When we want to break our bad habits or get better ones, we fail regularly, reliably and quickly. We don't have to wait until the New Year for that. By now, there's probably already more room in the gyms on earth than there was in the first week of January, the brief dip in the tobacco industry's sales curves has long since dissolved into nicotine-swilling smoke, and the cholesterol levels show satisfied, slightly too red faces of people sitting comfortably by the sofa instead of on their brand-new yoga mat. Been there, done that. - In order to keep at least one good resolution, I had hung a sign above my desk as a student: "Starting tomorrow, study!" That actually worked splendidly!
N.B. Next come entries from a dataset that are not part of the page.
PR #5056, opened 2025-04-29
Double item thumbnail size for high-density screens

fronbasal:
On high-pixel density screens (such as modern smartphones), the 60x60 thunbnail size looks kind of grainy, especially with text embedded. 
This PR suggests doubling the thumbnail resolution and preserving the size of the img tag via the width attribute.
Naturally this increases traffic / decreases load speed, thus I totally understand if this is not a feasible option.
Maybe adding this as a configuration option could make sense?

Thank you kindly for considering and reviewing! I have sent the CLA to the support email as outlined in the contributor's guide.

### DIFF
--- a/src/pretix/presale/templates/pretixpresale/event/fragment_addon_choice.html
+++ b/src/pretix/presale/templates/pretixpresale/event/fragment_addon_choice.html
@@ -47,8 +47,9 @@
                                         data-title="{{ item.name|force_escape|force_escape }}"
                                         {# Yes, double-escape to prevent XSS in lightbox #}
                                         data-lightbox="{{ item.id }}">
-                                    <img src="{{ item.picture|thumb:'60x60^' }}"
-                                            alt="{{ item.name }}"/>
+                                    <img src="{{ item.picture|thumb:'120x120^' }}"
+                                         width="60"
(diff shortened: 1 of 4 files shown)


raphaelm:
@cla-bot[bot] check

raphaelm:
Hmm, this would indeed be the easiest solution, at the expense of more traffic and load speed.

The "correct" option would be using `srcset` instead. However, the problem is then when a user actually uploads a 60x60 picture, we'd either need to detect that and skip the srcset (hard) or articially scale the picture up (useless and bad). :\

fronbasal:
Wholeheartedly agree.. on a related note (let me know if this derails this conversation too much): has there been discussion on implementing WebP compression for images? Or are there security concerns? 

If I find some time I'll attempt to implement the first outlined option (detect initial size & compile srcset from there), thanks for the review!

raphaelm:
Just after sending my comment, I had an idea how to implement this with little effort and overhead and got nerdsniped ;) See #5059!

We have not discussed webp yet, I don't think I see a significant security concern or downside but I haven't looked into it deeper.

fronbasal:
Magic! Thank you! 🚀😍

Each of us knows it from a thousand and one experiences: nothing is more difficult than changing one's behaviour, even when our head is roaring: "Eat fewer chips, otherwise the day is not far off when a Harley Davidson rider will be parked in your shadow!" Whether it's medical advice or the voice of reason, usually not even the too-short belt brings the compelling arguments into the discussion with the inner bastard to do what's right/better/smarter, because changing one's behaviour is now the very hardest thing to do.

Oh, stop! There is one thing that is even more difficult than that, namely: convincing others to change their behaviour.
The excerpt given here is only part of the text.